# Maximize Stiffness

Maximizing stiffness is one of several optimization objectives, and is available with topology, topography, and gauge optimization.

## Maximizing Stiffness for Topology Optimization

When running a topology optimization, maximizing the stiffness of a design space will result in a shape that generates the least amount of displacement in the model. If you select Maximize Stiffness as your optimization objective, you will need to specify one or more of the following:
1. Mass Targets - Recommended; applied using the Run Optimization window.
2. Frequency Constraints - Optional: applied using the Run Optimization window.
3. Displacement Constraints - Optional; applied using the Displacement Constraints tool.
Note: Once optimization is complete, the best result when maximizing stiffness is generally found in the middle of the topology slider near the star in the Shape Explorer. The optimal result is the point at which all of the load and support locations are connected.

## Maximizing Stiffness for Topography Optimization

When running a topography optimization, maximizing the stiffness of a design space will result in a shape that is the stiffest possible. If you select Maximize Stiffness as your optimization objective, you will need to specify one or more of the following:
1. Bead Options - applied using the Run Optimization window.
2. Displacement constraints - applied using the Displacement Constraints tool.
3. Frequency constraints - applied using the Run Optimization window.

## Maximizing Stiffness for Gauge Optimization

When running a gauge optimization, maximizing the stiffness of a design space will change the thickness of the part to resist deflection. If you want to select Maximize Stiffness as your optimization objective, you will need to specify one or more of the following:
1. Total Mass Target - applied using the Run Optimization window.
2. Displacement Constraints - applied using the Displacement Constraints tool.
3. Frequency Constraints - applied using the Run Optimization window.

## Example: Maximizing Stiffness Subject to Mass Targets

The motorcycle bracket pictured below was optimized by maximizing stiffness using several different mass targets.

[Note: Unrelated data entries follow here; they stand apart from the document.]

PR #2543, opened 2018-11-05
Adding qrcodegen module for generating QR Codes

tomsci:
    - _Raised against dev-esp32_
- [x] This PR is compliant with the [other contributing guidelines](https://github.com/nodemcu/nodemcu-firmware/blob/dev/CONTRIBUTING.md) as well

I'm not sure if this is a module of any general interest to the NodeMCU community, but I've been using it for the last little while on an e-ink display project so I thought I might as well share. Feel free to close the PR if you don't want it :)

It adds the ability to generate QR Codes suitable for rendering on a display and being read (eg) by a smartphone.

This is a wrapper around the C API in https://github.com/nayuki/QR-Code-generator.git, which copying the example of the `u8g2` component I've added as a submodule. Far as I can tell, it's an excellent implementation (QR Codes are _complicated_!) and the C API uses very little RAM. The code isn't ESP32 specific, but that's what I've been using and testing with, so that's what I'm raising this against in the first instance at least.

Edit: Updated PR with the missing KConfig info!


docs/en/modules/qrcodegen.md
```diff
@@ -0,0 +1,70 @@
...
+| :----- | :-------------------- | :---------- | :------ |
+| 2018-10-20 | https://github.com/nayuki/QR-Code-generator.git integrated by [Tom Sutcliffe](https://github.com/tomsci) | [Tom Sutcliffe](https://github.com/tomsci) | [qrcodegen.c](../../../components/modules/qrcodegen.c)|
+
+This module wraps the [QR Code](https://en.wikipedia.org/wiki/QR_code) Generator API written in C by https://github.com/nayuki/QR-Code-generator.git for producing a QR Code.
+
+## qrcodegen.encodeText()
+Generates a QR Code from a text string. In the most optimistic case, a QR Code at version 40 with low ECC can hold any UTF-8 string up to 2953 bytes, or any alphanumeric string up to 4296 characters, or any digit string up to 7089 characters.
+
+#### Syntax
+`qrcodegen.encodeText(text, minVer, maxVer, ecl, mask, boostEcl)`
```
devsaurus: The high degree of freedom with optional positional parameters would call for a rather complex formal syntax of the API. E.g.:
```
`qrcodegen.encodeText(text[, [minVer][, [maxVer][, [ecl][, [mask][, [boostEcl]]]]]])`
```
How about an optional table?

components/modules/qrcodegen.c
```diff
@@ -0,0 +1,67 @@
...
+
+#include "qrcodegen.h"
+
+// qrcodegen.encodeText(text, minVer, maxVer, ecl, mask, boostEcl)
+// all params except text are optional
+static int encodeText(lua_State *L)
+{
+  const char *text = luaL_checkstring(L, 1);
+
+  int min_ver = luaL_optint(L, 2, 1);
```
devsaurus: `luaL_optint(L, 2, qrcodegen_VERSION_MIN)`? More below.

components/modules/qrcodegen.c
```diff
@@ -0,0 +1,67 @@
...
+  int mask = luaL_optint(L, 5, qrcodegen_Mask_AUTO);
+  bool boost = lua_toboolean(L, 6);
+
+  const size_t buf_len = qrcodegen_BUFFER_LEN_FOR_VERSION(max_ver);
+  uint8_t *result = (uint8_t *)luaM_malloc(L, buf_len * 2); 
+  uint8_t *tempbuf = result + buf_len;
+
+  bool ok = qrcodegen_encodeText(text, tempbuf, result, ecl, min_ver, max_ver, mask, boost);
+  if (ok) {
+    lua_pushlstring(L, (const char *)result, buf_len);
```
devsaurus: This assumes that qrcodegen's result doesn't exceed the maximum string length limit of the Lua VM (4095). Is this correct?

tomsci: The max size of a QRCode is `qrcodegen_BUFFER_LEN_MAX` which is 3918 so we just squeeze in under that limit, although personally I always unset that limit in my init.lua script since I find it's not helpful on the ESP32.

tomsci:
> I struggled a bit to understand the use case in the first place. Would be nice to have a small lua_example to demonstrate how this module interacts with u8g2.

The idea is to generate a QR Code object from a URL or text string, then there are functions to pull out the (x, y) pixel data from that to do whatever with. I guess I could have made `qrcodegen.encodeText()` return a userdata, and have `getPixel()` and `getSize()` methods on that, it might make the API clearer? It was such a thin wrapper with so few functions it didn't occur to me, but in hindsight having encodeText return a string is a bit odd since there's nothing you can do with that data other than pass it to one of the `get*()` functions.

I've never used `u8g2` (it doesn't support the panel I'm using) so I don't have any examples of how to integrate with it I'm afraid.

docs/en/modules/qrcodegen.md
tomsci: I think it'd probably be `qrcodegen.encodeText(text[, minVer[, maxVer[, ecl[, mask[, boostEcl]]]]])` wouldn't it? But yes, it's a bit clunky to write. I was on the fence as to whether to make an options table but you end up having to write a bit more boilerplate without the `luaL_opt*` fns to help so I didn't bother. Maybe we should add some more helper fns for things like options tables to some shared file? Otherwise I'll be duplicating the `check_optint/check_optbool` code from `http.c` in order to do thorough argument validation.

devsaurus:
> `qrcodegen.encodeText()` return a userdata

I'm kind of unbiased here. The module doesn't contain additional attributes or internal state, thus representing the QR code with a plain string is good enough and doesn't restrict any functionality IMO. Even when thinking of conversion to png or xbm.
I consider string vs. object a cosmetic decision at the moment. Might be different if future use cases call for more complex things.

> I've never used `u8g2`

Ok, I mixed that up somehow.

docs/en/modules/qrcodegen.md
devsaurus: :smile: I understood the code the way that `qrcodegen.encodeText("lorem ipsum", , 4)` is accepted.

> Maybe we should add some more helper fns for things like options tables to some shared file?

Yes, agree to that. I too felt to reinvent the wheel more than once in the past. Each time with a different look of course. Though I can't really propose a good solution atm. Maybe just a simple `components/modules/common.c`?

tomsci:
I've updated the PR changing the syntax to `qrcodegen.encodeText(text[, options])` and added a common.h/.c to components/modules with some options helper fns in. Also updated http.c to use that since that's where I took the helpers from. There are probably other modules that could benefit too (?) but I didn't want to drag too much other feature creep into this PR.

With a mass target of 50% of the total design space, the result is fully connected. The next step is to try decreasing the mass target to see if you can achieve a similarly connected part.

Lowering the mass target to 30% of the total design space, as shown below, produces a result that is still fully connected.
However, when the mass target drops to 20% of the total design space, the optimized shape appears disconnected.

This means the resulting shape's load path is not well-defined. Comparing the three results, the one with the mass target of 30% would be the best starting point for your design, as it provides the lowest mass that connects al off the support and force locations.

Note: While in general it is necessary to use actual load and support values to achieve a meaningful optimized result, when maximizing stiffness it is possible to use relative loads and supports.